**YOUR GOAL**: In the records below, the line with "sendChanges(sender *blip.Sender, opts *sendChangesOptions" opens the range and the line with "item := range" closes it; print that range exactly and nothing else.

────

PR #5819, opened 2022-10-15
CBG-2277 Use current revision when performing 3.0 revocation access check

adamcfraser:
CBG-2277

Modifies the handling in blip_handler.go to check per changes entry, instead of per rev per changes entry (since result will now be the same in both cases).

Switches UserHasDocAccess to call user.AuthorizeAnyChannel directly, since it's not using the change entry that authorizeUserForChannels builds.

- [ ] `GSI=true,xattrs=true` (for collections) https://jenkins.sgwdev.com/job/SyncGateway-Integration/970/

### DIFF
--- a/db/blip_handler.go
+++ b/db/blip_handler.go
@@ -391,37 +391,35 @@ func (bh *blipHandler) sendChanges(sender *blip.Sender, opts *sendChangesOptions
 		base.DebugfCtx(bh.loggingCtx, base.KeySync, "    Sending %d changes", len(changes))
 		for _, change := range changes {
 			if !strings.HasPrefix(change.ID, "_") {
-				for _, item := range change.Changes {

────

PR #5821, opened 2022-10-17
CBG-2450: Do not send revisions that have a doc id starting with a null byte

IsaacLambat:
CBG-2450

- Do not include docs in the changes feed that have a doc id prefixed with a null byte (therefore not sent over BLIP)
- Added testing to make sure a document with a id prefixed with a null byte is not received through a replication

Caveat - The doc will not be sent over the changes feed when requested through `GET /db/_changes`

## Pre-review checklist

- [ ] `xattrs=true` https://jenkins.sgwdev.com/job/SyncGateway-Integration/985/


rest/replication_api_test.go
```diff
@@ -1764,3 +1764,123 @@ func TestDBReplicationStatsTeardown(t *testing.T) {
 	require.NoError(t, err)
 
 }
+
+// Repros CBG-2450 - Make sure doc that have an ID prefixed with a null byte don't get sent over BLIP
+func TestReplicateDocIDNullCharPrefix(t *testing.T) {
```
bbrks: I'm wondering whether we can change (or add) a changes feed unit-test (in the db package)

────

**RESPONSE TO THIS EXERCISE**:
@@ -391,37 +391,35 @@ func (bh *blipHandler) sendChanges(sender *blip.Sender, opts *sendChangesOptions
 		base.DebugfCtx(bh.loggingCtx, base.KeySync, "    Sending %d changes", len(changes))
 		for _, change := range changes {
 			if !strings.HasPrefix(change.ID, "_") {
-				for _, item := range change.Changes {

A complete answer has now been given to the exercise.